■ **Instructions for the task**: First find the line containing "CVE-2018-1000873" in the data, then set it down exactly along with every line after it, through the last.

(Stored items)
PR #542, opened 2019-03-04
MINOR: Upgrade jackson-databind to v2.9.8 to fix the below CVEs.

kamalcph:
CVE-2018-14719
CVE-2018-14720
CVE-2018-14721
CVE-2018-1000873
CVE-2018-7489
CVE-2018-19362
CVE-2017-15095
CVE-2018-19361
CVE-2017-7525
CVE-2018-19360
CVE-2017-17485
CVE-2018-5968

■ **Answer section**:
CVE-2018-1000873
CVE-2018-7489
CVE-2018-19362
CVE-2017-15095
CVE-2018-19361
CVE-2017-7525
CVE-2018-19360
CVE-2017-17485
CVE-2018-5968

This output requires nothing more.